Fabric - Yesteryear’s hottest thing, still warm. Optimised for remote deployment, esp of remote services. Seems to be everywhere, or everywhere that you might be deploying to that cloud thing. However it doesn’t support Python 3, eight years after Python 3 was released, which is suspiciously reactionary behaviour. If it doesn’t move like a corpse and doesn’t quack like a corpse, then by the duck-typing principle… Invoke claims to be the successor.
Luigi is a Python package that helps you build complex pipelines of batch jobs. It handles dependency resolution, workflow management, visualisation, handling failures, command line integration, and much more.
[…] It includes native Python support for running mapreduce jobs in Hadoop, as well as Pig and Jar jobs. It also comes with filesystem abstractions for HDFS and local files that ensures all file system operations are atomic. This is important because it means your data pipeline will not crash in a state containing partial data.
Not so much about facilitating parallelism, as stopping your jobs from clobbering each other.
clip.py comes with a passive-aggressive app name, (+1) is all about wrapping generic python commands in command-line applications easily. If your code is already smart about filesystem dependencies this might be all you need.
is a set of tools to provide lightweight pipelining in Python. In particular, joblib offers:
- transparent disk-caching of the output values and lazy re-evaluation (memoize pattern)
- easy simple parallel computing
- logging and tracing of the execution
Joblib is optimized to be fast and robust in particular on large data and has specific optimizations for numpy arrays. It is BSD-licensed.
Sumatra is almost entirely about step 2, and in particular, tracking and reproducing simulation or analysis parameters for sciency types.
Drake “Drake is similar to GNU Make, but designed especially for data workflow management. It has HDFS support, allows multiple inputs and outputs, and includes a host of features designed to help you bring sanity to your otherwise chaotic data processing workflows.” Built in Clojure, but designed for command-line stuff.
pachyderm “is a data lake that offers complete version control for data and leverages the container ecosystem to provide reproducible data processing.”
That is, it is a cloudimificated build/pipeline tool with data versioning baked in. For the curious, it uses Kubernetes to manage container deployments, which rather presumes you are happy to rent out servers from someone.
spark isn’t a build tool, but its parallelisation features do overlap.
pants… “is a build system for Java, Scala and Python. It works particularly well for a source code repository that contains many distinct projects.” Backed by twitter and foursquare. USP list:
- Builds Java, Scala, and Python.
- Adding support for new languages is straightforward.
- Supports code generation: thrift, protocol buffers, custom code generators.
- Resolves external JVM and Python dependencies.
- Runs tests.
- Scales to large repos with many interdependent modules.

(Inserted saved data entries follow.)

PR #1843, opened 2024-08-20
Use centos9-stream as pipeline_os in ansible-lint

archanaserver:


ekohl (changes requested):
I'd summarize this as `Use centos9-stream as pipeline_os in ansible-lint`. Other than that I think this is OK.

ekohl (approved):
@evgeni mind taking a look as well?

evgeni (approved):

- Designed for incremental builds.
bazel… is the open source cousin of google internal build too. You need this one for building Tensorflow and probably some Android stuff.
gradle … is some java-ish build tool
Ruffus is about setting up your simulation and automation pipelines, especially for science.

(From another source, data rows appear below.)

PR #1844, opened 2024-08-20
Drop Foreman < 3.8 versions support

archanaserver:
https://github.com/theforeman/forklift/pull/1826


ekohl (changes requested):
I think this current PR should be summarized as "Update forklift_versions role tests to use current versions" or similar.

But taking a step back, I'd combine this with another change: drop older boxes. We have [versions.yaml](https://github.com/theforeman/forklift/blob/master/vagrant/config/versions.yaml) and we can drop older versions there.

What we at least need to keep is currently supported versions (3.10, 3.11 & nightly) and what's needed to release them. To release 3.10, we need n-2 so 3.8. That means you can drop 3.7 and older.

To do that, you need to update the tests, but that's usually not the objective. So the PR summary should then be something like "Drop Foreman < 3.8 versions".

When dropping older version support, you can take a look if there are some version specific hacks that can also be dropped, but there is some downstream concern. Forklift is also used in Satellite so you may need to keep 3.5 support for now.

You can consider dropping the versions 1 by 1, each in a separate commit. Start with the oldest and work your way to the newest.

archanaserver:
> When dropping older version support, you can take a look if there are some version specific hacks that can also be dropped, but there is some downstream concern. Forklift is also used in Satellite so you may need to keep 3.5 support for now.

@ekohl I've been using this file to check the versions compatibility but how can I review the dependency for `candlepin`, `pulpcore` and `puppet` for the selected `foreman` and `katello` version?

roles/forklift_versions/molecule/default/verify.yml
```diff
@@ -59,27 +45,27 @@
...
+        scenario_version: "4.13"
         upgrade: True
         upgrade_step: 2
     - name: Ensure upgrade steps have been determined correctly
       assert:
         that:
-          - forklift_upgrade_version_start == '4.5'
-          - forklift_upgrade_version_intermediate == '4.7'
-          - forklift_upgrade_version_final == '4.9'
+          - forklift_upgrade_version_start == '4.9'
```
archanaserver, line 69: @evgeni how am i suppose to manage `4.9` version here when we no longer support this?

archanaserver: i believe the failure is coming form here

evgeni: You are correct, this fails now because you deleted 4.9. The way this test works (Upgrade from N-4 to N-2 to N), it means we need to keep N-4 in versions.yaml, even if it's unsupported by us anymore. Given there is 4.14 already, we could update `scenario_version` to 4.14 and then this test uses 4.10 - 4.12 - 4.14, which is enough to delete 4.9.
But then we have to keep 4.10 -- but I think you intended that anyway based on the title of this PR?

bats/foreman_helper.bash
```diff
@@ -46,10 +46,10 @@ tSkipIfOlderThan43() {
   fi
 }
 
-tSkipIfNewerThan45() {
```
evgeni, line 49: This is still used in https://github.com/theforeman/forklift/blob/d8db449a566e41b0476b1bbfdb737f48af611e32/bats/fb-katello-content.bats#L255-L256

However, we don't really have to care, as 4.5+ is the only thing we care about these days, so we can just delete the whole "add subscription to activation key" test and then also delete this `SkipIfNewer` definition.

bats/fb-test-foreman-rex.bats
```diff
@@ -8,8 +8,8 @@ load foreman_helper
 
 @test "run 'uptime' via Remote Execution" {
   FOREMAN_VERSION=$(tForemanVersion)
-  if ! tIsVersionNewer "${FOREMAN_VERSION}" 3.3; then
-    job_template='Run Command - SSH Default'
+  if ! tIsVersionNewer "${FOREMAN_VERSION}" 3.7; then
+    skip "Skipping test for versions older than 3.8"
```
evgeni, line 12: Why skipping it here? We only care for versions newer than 3.3, so we can do `job_template='Run Command - Script Default'` unconditionally and drop the whole `if/else` block

vagrant/config/versions.yaml
```diff
@@ -1,55 +1,11 @@
...
-    katello: '4.6'
-    pulpcore: '3.18'
-    puppet: 7
-    boxes:
-      - 'almalinux8'
-      - 'centos8-stream'
-      - 'debian11'
-      - 'ubuntu2004'
 
   - foreman: '3.5'
```
evgeni, line 3: This can be removed too -- While we want to keep support for supported Satellite releases (aka: Foreman 3.5) we do not need the definition here at that files is not used downstream.

evgeni (approved):

vagrant/boxes.d/00-centos.yaml
ekohl, line 1: Was dropping centos 7 & 8 intended to be part of this PR?

evgeni: I thought it's fine as a cleanup? :)

ekohl: I'd have preferred it to be more explicit and at least as a separate commit.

Paver - had a nice syntax for building stuff, including python extensions, but seems to have been untouched for dangerously long.
Scons is a make replacement that is itself damn old, and despite its aspirations to remedy the problems with make, AFAICT, not actually that much easier to use. Oriented toward compiling stuff.
Make. The original, and still the default. For connoisseurs of fragile whitespace handling.